Extracted records:
========
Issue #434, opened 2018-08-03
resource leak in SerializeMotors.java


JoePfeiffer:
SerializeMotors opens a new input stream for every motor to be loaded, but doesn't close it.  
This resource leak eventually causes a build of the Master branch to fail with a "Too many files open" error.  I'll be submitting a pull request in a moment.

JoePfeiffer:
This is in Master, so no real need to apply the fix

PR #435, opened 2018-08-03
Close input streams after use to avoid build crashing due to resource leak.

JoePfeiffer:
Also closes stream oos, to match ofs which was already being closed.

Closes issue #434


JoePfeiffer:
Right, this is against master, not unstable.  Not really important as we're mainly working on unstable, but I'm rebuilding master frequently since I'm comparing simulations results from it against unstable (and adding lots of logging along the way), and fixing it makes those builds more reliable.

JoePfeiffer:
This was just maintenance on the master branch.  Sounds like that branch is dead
========
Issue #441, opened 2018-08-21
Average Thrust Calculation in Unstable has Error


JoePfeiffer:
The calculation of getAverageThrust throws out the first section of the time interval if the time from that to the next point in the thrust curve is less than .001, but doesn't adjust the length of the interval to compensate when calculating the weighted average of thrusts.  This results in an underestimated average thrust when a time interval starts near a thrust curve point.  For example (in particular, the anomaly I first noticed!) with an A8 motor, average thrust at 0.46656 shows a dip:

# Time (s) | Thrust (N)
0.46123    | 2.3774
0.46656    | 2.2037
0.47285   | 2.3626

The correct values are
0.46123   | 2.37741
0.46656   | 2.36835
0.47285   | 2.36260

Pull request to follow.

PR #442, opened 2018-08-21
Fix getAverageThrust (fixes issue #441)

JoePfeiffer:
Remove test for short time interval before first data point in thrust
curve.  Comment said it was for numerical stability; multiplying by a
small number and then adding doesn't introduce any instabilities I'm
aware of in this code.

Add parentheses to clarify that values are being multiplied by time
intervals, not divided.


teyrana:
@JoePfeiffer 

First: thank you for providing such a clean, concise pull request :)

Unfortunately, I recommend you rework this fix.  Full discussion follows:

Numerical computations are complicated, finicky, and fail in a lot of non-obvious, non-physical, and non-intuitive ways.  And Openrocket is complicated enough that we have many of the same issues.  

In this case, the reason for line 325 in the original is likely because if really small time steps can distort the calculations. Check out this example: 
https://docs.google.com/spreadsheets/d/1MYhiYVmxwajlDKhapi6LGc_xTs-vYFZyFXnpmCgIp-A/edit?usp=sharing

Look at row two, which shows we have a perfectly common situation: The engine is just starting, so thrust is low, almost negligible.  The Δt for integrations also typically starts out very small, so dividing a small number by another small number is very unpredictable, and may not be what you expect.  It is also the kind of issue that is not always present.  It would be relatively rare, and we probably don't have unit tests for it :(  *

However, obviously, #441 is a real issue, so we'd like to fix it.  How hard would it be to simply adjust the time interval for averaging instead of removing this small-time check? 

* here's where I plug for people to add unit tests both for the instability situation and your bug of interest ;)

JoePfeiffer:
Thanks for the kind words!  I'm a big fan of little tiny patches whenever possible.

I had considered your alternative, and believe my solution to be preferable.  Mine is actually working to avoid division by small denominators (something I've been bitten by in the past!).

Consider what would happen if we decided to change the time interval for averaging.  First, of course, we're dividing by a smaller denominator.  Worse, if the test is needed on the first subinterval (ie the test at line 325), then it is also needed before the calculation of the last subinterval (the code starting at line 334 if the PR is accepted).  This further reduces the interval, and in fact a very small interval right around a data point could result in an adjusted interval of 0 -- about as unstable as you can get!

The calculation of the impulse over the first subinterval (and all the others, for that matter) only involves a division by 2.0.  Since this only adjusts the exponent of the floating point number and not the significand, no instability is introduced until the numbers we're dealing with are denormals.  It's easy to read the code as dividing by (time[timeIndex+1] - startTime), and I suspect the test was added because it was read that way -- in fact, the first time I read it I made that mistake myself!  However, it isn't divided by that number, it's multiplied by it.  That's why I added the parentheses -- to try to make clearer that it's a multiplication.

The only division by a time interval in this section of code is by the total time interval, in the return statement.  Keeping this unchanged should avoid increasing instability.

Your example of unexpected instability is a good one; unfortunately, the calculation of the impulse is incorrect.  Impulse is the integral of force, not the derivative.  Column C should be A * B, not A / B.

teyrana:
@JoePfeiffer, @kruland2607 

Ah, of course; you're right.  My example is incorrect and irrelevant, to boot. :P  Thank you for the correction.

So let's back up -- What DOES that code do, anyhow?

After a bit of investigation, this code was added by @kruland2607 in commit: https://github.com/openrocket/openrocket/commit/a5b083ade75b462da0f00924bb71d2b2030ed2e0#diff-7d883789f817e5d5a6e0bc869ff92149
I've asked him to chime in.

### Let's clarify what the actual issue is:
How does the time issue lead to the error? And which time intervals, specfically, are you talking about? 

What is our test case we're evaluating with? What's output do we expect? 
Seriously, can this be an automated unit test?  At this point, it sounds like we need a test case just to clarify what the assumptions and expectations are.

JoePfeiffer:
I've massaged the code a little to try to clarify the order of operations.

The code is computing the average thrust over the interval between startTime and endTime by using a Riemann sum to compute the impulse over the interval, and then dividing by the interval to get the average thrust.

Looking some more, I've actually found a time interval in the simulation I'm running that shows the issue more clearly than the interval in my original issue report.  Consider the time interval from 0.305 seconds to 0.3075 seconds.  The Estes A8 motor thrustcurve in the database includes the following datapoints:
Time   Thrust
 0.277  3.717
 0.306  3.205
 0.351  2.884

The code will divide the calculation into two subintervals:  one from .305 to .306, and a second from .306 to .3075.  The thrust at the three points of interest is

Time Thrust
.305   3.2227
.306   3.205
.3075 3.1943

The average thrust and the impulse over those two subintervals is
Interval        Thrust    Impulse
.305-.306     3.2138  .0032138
========
The problem: The lines in the records above that include the word "avoid" must be copied out.

Exercise answer:
Close input streams after use to avoid build crashing due to resource leak.
I had considered your alternative, and believe my solution to be preferable.  Mine is actually working to avoid division by small denominators (something I've been bitten by in the past!).
The only division by a time interval in this section of code is by the total time interval, in the return statement.  Keeping this unchanged should avoid increasing instability.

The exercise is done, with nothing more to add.